# A picture of our newest member



## murphysmom (Dec 6, 2009)

of our family. We renamed him Murphy. He just didn't look like a Finn to us.

Here he is, he's 8 weeks old today!


----------



## kendal (Jul 16, 2009)

aww he is a wee stunner.


----------



## murphysmom (Dec 6, 2009)

I normally wouldn't dress up our dogs but since it is so cold outside and with all the snow we have I have to put his sweater on. He's so cute with it on.


----------



## kendal (Jul 16, 2009)

lol this was Echos when she was a puppy about 9 weeks old


----------



## Dave (May 25, 2009)

Murphy is adorable.  I love the sweater!


----------



## kendal (Jul 16, 2009)

well how did it go.


----------



## murphysmom (Dec 6, 2009)

It went really well. The girls were so surprised. We all just love him to pieces! He's such a good puppy!
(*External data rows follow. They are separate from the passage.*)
PR #417, opened 2026-03-25
CM-61550: Handle HTTP 408 with a user-friendly slow connection message

mateusz-sterczewski:
Adds HttpRequestTimeoutError as a distinct subclass of RequestHttpError for 408 responses, so users see a specific message about slow connections instead of the generic "unable to complete scan" error.


elsapet (approved):
Nice 😎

I have to upload the video so you can see him.


----------



## Millie66 (Nov 24, 2009)

He is gorgeous and definately looks like a Murphy!

Alison x


----------



## adrienne06 (Dec 29, 2009)

So adorable!!! I love the sweater


----------



## adrienne06 (Dec 29, 2009)

Too cute!!! I haven't found a sweater that looks decent on Ziva yet...she's too fluffy


----------



## kendal (Jul 16, 2009)

lol she will only get fluffier


----------



## murphysmom (Dec 6, 2009)

adrienne06 said:


> So adorable!!! I love the sweater


I found the sweater at fleet farm for $3.95. I couldn't pass it up.


----------